++++ LISTED ENTRIES
Issue #11144, opened 2022-01-07
[Bug]: Caching - ClassificationStore KeyConfig - Pimcore 10.2.5


awroblewski:
### Expected behavior

Hello,

This is about creating/modifiying Classification store Keys programatically. There is no backend involvement here.

Step1 - create key
I create a classification store key using constructor \Pimcore\Model\DataObject\Classificationstore\KeyConfig, setting neccessary fields subsequently saving the KeyConfig using the ->save() method.

Step2 - modify key
Retrieving the field using KeyConfig::getByName($name, $storeId), modify the keys again saving using ->save() method.

Step - use key
Retrieve the field using KeyConfig::getByName($name, $storeId), expect to see updated data from Step 2.

### Actual behavior

Step1 - create key
I create a classification store key using constructor \Pimcore\Model\DataObject\Classificationstore\KeyConfig, setting neccessary fields subsequently saving the KeyConfig using the ->save() method -> all OK

Step2 - modify key
Retrieving the field using KeyConfig::getByName($name, $storeId), modify the keys again saving using ->save() method.

Step - use key
Retrieving the field using KeyConfig::getByName($name, $storeId), currently I see old outdated date from Step 1 as long as I do not clear the pimcore data cache using console p:c:c

### Steps to reproduce

Step 1 - create key
this is about creating classification store keys programatically. When creating a key using the \Pimcore\Model\DataObject\Classificationstore\KeyConfig constructor setting the fields subsequently saving the data using the save() method, the data is being written to the database and the correspondig cache item, if exists, is being invalidated using the calculated cache key

```
vendor/pimcore/pimcore/models/DataObject/Classificationstore/KeyConfig.php
(Line 296)            $cacheKey = 'cs_keyconfig_' . $this->getId();
(Line 297)            Cache::remove($cacheKey);
```

Step 2 - modify key
Next I want to modify keydata. First I retrieve the key by name using static KeyConfig::getByName($name, $storeId) from the KeyConfig class. This tries to retrieve the keyConfig from the cache (in my env it is redis) using the cache key

```
vendor/pimcore/pimcore/models/DataObject/Classificationstore/KeyConfig.php
(Line 155)  $cacheKey = 'cs_keyconfig_' . $storeId . '_' . md5($name);
(Line 164)  Cache::load($cacheKey);

```
[...]

PR #11254, opened 2022-01-22
#11144: adding cache invalidation for classification store KeyConfig

awroblewski:
Pull request as per issue #11144

@brusch , as suggested I've created a static method to separate the cache key creation logic as per your given example. The cache keys for the classification store keys are now calculated using this method.

@weisswurstkanone , I've implemented the same for the GroupConfig, however, the GroupConfig did not use caching on behalf of the group name but just the id. So the current cache invalidation stays the same. Does it probably make sense to enable the same caching on behalf of the group name as it is done with the KeyConfig or was it left out on purpose?

Thank you

### DIFF
--- a/lib/Cache/RuntimeCacheTrait.php
+++ b/lib/Cache/RuntimeCacheTrait.php
@@ -1,12 +1,15 @@
 <?php
 /**
+ * Pimcore
  *
- * Created by PhpStorm.
+ * This source file is available under two different licenses:
+ * - GNU General Public License version 3 (GPLv3)
+ * - Pimcore Commercial License (PCL)
+ * Full copyright and license information is available in
+ * LICENSE.md which is distributed with this source code.
  *
- * @date: 02.02.2022
- *
- * @author: Andreas Wroblewski <andreas.wroblewski@codafish.net>
- * @copyright: codafish><> GmbH, https://codafish.net
+ *  @copyright  Copyright (c) Pimcore GmbH (http://www.pimcore.org)
+ *  @license    http://www.pimcore.org/license     GPLv3 and PCL
  */
 
 namespace Pimcore\Cache;
--- a/lib/Cache/RuntimeCacheTrait.php
+++ b/lib/Cache/RuntimeCacheTrait.php
@@ -1,0 +1,83 @@
+<?php
+/**
+ *
+ * Created by PhpStorm.
+ *
+ * @date: 02.02.2022
+ *
+ * @author: Andreas Wroblewski <andreas.wroblewski@codafish.net>
+ * @copyright: codafish><> GmbH, https://codafish.net
+ */
+
+namespace Pimcore\Cache;
+
+use Exception;
+use Pimcore\Cache;
+
+trait RuntimeCacheTrait
+{
+    /**
+     * @var bool
+     */
+    private static bool $cacheEnabled = false;
+
+    /**
+     * @param bool $cacheEnabled
+     */
+    public static function setCacheEnabled(bool $cacheEnabled): void
+    {
+        self::$cacheEnabled = $cacheEnabled;
+    }
+
+    /**
+     * @return bool
+     */
+    public static function getCacheEnabled(): bool
+    {
+        return self::$cacheEnabled;
+    }
+
+    /**
+     * Set cache item for a given cache key
+     *
+     * @param mixed $config
+     * @param string $cacheKey
+     */
+    private static function setCache(mixed $config, string $cacheKey): void
+    {
+        if (self::$cacheEnabled) {
+            Cache\Runtime::set($cacheKey, $config);
+        }
+
+        Cache::save($config, $cacheKey, [], null, 0, true);
+    }
+
+    /**
+     * Remove a cache item for a given cache key
+     *
+     * @param string $cacheKey
+     */
+    private static function removeCache(string $cacheKey): void
+    {
+        Cache::remove($cacheKey);
+        Cache\Runtime::set($cacheKey, null);
+    }
+
+    /**
+     * Get a cache item for a given cache key
+     *
+     * @param string $cacheKey
+     *
+     * @return mixed
+     *
+     * @throws Exception
+     */
+    private static function getCache(string $cacheKey): mixed
+    {
+        if (self::$cacheEnabled && Cache\Runtime::isRegistered($cacheKey) && $config = Cache\Runtime::get($cacheKey)) {
+            return $config;
+        }
+
+        return Cache::load($cacheKey);
+    }
+}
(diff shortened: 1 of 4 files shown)


brusch:
@awroblewski you are right, I think it also would make sense to do the "named" based caching as well for `GroupConfig`.  Could you implement this as well in this PR? Thanks a lot!

models/DataObject/Classificationstore/KeyConfig.php
```diff
@@ -424,16 +396,60 @@ public function setStoreId($storeId)
...
+
+        return Cache::load($cacheKey);
+    }
+
+    /**
+     * Calculate cache key
+     *
      * @param int $id
-     * @param string|null $name
+     * @param string $name
```
blankse, line 383:
```suggestion
     * @param string|null $name
```

awroblewski:
Hello @brusch 

I have implemented caching for the group as well expanded the same onto the collections.

I got one more thing. I have again modified the KeyConfig, as there was an additonal bug I discovered during my tests.

The KeyConfig.php implements another runtime caching (next to the Pimcore Runtime Caching) in the KeyConfig class using a local array which was toggled using the variable $cacheenabled. Whenever you request a KeyConfig using an id and have $cacheenbaled on true the if clause tries to retrieve a value from the array by the given index $id. This fails with an exception when the requested $id was not stored yet. Example:

`if(self::$cacheEnabled && self::$cache[$id]) {...}`

If I request a KeyConfig with id 29 which is not yet stored in the array with cacheenabled = true it yíelds an exception

`"No entry is registered for key '29'"`

I'm not sure why the KeyConfig implements another local array caching in the first place while at the same time using the Runtime Cache. It is practically the same, right?

I have remove this local array caching for now, however, if i miss something here I can put that back in, let me know.

As well I have consolidated the cache getting, setting and removing into static functions for Key-,Group-, and CollectionConfig. This made the implementation more consisten across the three scopes.


Thank You :)

models/DataObject/Classificationstore/KeyConfig.php
awroblewski: @blankse 

thanks for the catch :)

models/DataObject/Classificationstore/CollectionConfig.php
```diff
@@ -262,4 +323,64 @@ public function setStoreId($storeId)
...
+     * @return CollectionConfig|bool
+     */
+    private static function getCache(string $cacheKey): CollectionConfig|bool
+    {
+        if (self::$cacheEnabled && Cache\Runtime::isRegistered($cacheKey) && $config = Cache\Runtime::get($cacheKey)) {
+            return $config;
+        }
+
+        return Cache::load($cacheKey);
+    }
```
brusch: To avoid code duplication and make it easier to maintain, we should put that code into a trait. Since this is very generic, i think we can put this trait here: `lib/Cache/RuntimeCacheTrait.php`. 
As a follow up we could then also migrate existing usages of the runtime cache to this trait.

models/DataObject/Classificationstore/CollectionConfig.php
```diff
@@ -108,6 +131,22 @@ public static function create()
...
+
+    /**
+     * @return bool
+     */
+    public static function getCacheEnabled()
+    {
+        return self::$cacheEnabled;
+    }
+
```
brusch: This should go to the trait as well.

models/DataObject/Classificationstore/CollectionConfig.php
```diff
@@ -25,13 +26,18 @@
...
     /**
-     * Group id.
-     *
-     * @var int
+     * @var bool
+     */
+    public static $cacheEnabled = false;
+
+    /**
+     * @var int|null
```
brusch: Also a candidate for the trait and additionally it could be `private`.

models/DataObject/Classificationstore/CollectionConfig.php
```diff
@@ -247,6 +294,20 @@ public function getCreationDate()
...
+     */
+    public function getRelations()
+    {
+        $list = new CollectionGroupRelation\Listing();
+        $list->setCondition('colId = ' . $this->id);
+        $list = $list->load();
+
+        return $list;
+    }
+
```
brusch: This code is not really related to this PR, so we should put it into another PR targeting `10.x`.

brusch (changes requested):
Thanks a lot, looks already pretty good, however there are just some more small optimizations 😉 Could you update the PR until noon - that would be nice, then we could include it into the `10.2.10` release. Thanks in advance!

models/DataObject/Classificationstore/CollectionConfig.php
awroblewski: Done...

models/DataObject/Classificationstore/CollectionConfig.php
awroblewski: Done...

models/DataObject/Classificationstore/CollectionConfig.php
awroblewski: Done...

models/DataObject/Classificationstore/CollectionConfig.php
awroblewski: You're right I will raise another PR for this. Removed...

lib/Cache/RuntimeCacheTrait.php
```diff
@@ -0,0 +1,83 @@
+<?php
+/**
+ *
+ * Created by PhpStorm.
+ *
+ * @date: 02.02.2022
+ *
+ * @author: Andreas Wroblewski <andreas.wroblewski@codafish.net>
+ * @copyright: codafish><> GmbH, https://codafish.net
+ */
```
brusch:
```suggestion
/**
 * Pimcore
 *
 * This source file is available under two different licenses:
 * - GNU General Public License version 3 (GPLv3)
 * - Pimcore Commercial License (PCL)
 * Full copyright and license information is available in
 * LICENSE.md which is distributed with this source code.
 *
 *  @copyright  Copyright (c) Pimcore GmbH (http://www.pimcore.org)
 *  @license    http://www.pimcore.org/license     GPLv3 and PCL
 */
```

brusch (changes requested):

awroblewski:
@brusch I have refactored the classes. They are now using the Trait in lib/Cache/RuntimeCacheTrait.php.

I was not sure how to handle the Trait signature. Currently i left the standard signature which applies to myself but shouldn't be your Pimcore signature in here? Let me know if I have to change this.

many thx

brusch:
@awroblewski thanks a lot, looks good to me now. The license header should be the one from Pimcore, see code suggestion. Thanks!

awroblewski:
@brusch , just have seen this while writing the comment, all good now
++++++++
All lines from the start of the entries through the line where "Step 1 - create key" sits should be duplicated exactly, with nothing else in the output.

> _EXPECTED OUTPUT_:
Issue #11144, opened 2022-01-07
[Bug]: Caching - ClassificationStore KeyConfig - Pimcore 10.2.5


awroblewski:
### Expected behavior

Hello,

This is about creating/modifiying Classification store Keys programatically. There is no backend involvement here.

Step1 - create key
I create a classification store key using constructor \Pimcore\Model\DataObject\Classificationstore\KeyConfig, setting neccessary fields subsequently saving the KeyConfig using the ->save() method.

Step2 - modify key
Retrieving the field using KeyConfig::getByName($name, $storeId), modify the keys again saving using ->save() method.

Step - use key
Retrieve the field using KeyConfig::getByName($name, $storeId), expect to see updated data from Step 2.

### Actual behavior

Step1 - create key
I create a classification store key using constructor \Pimcore\Model\DataObject\Classificationstore\KeyConfig, setting neccessary fields subsequently saving the KeyConfig using the ->save() method -> all OK

Step2 - modify key
Retrieving the field using KeyConfig::getByName($name, $storeId), modify the keys again saving using ->save() method.

Step - use key
Retrieving the field using KeyConfig::getByName($name, $storeId), currently I see old outdated date from Step 1 as long as I do not clear the pimcore data cache using console p:c:c

### Steps to reproduce

Step 1 - create key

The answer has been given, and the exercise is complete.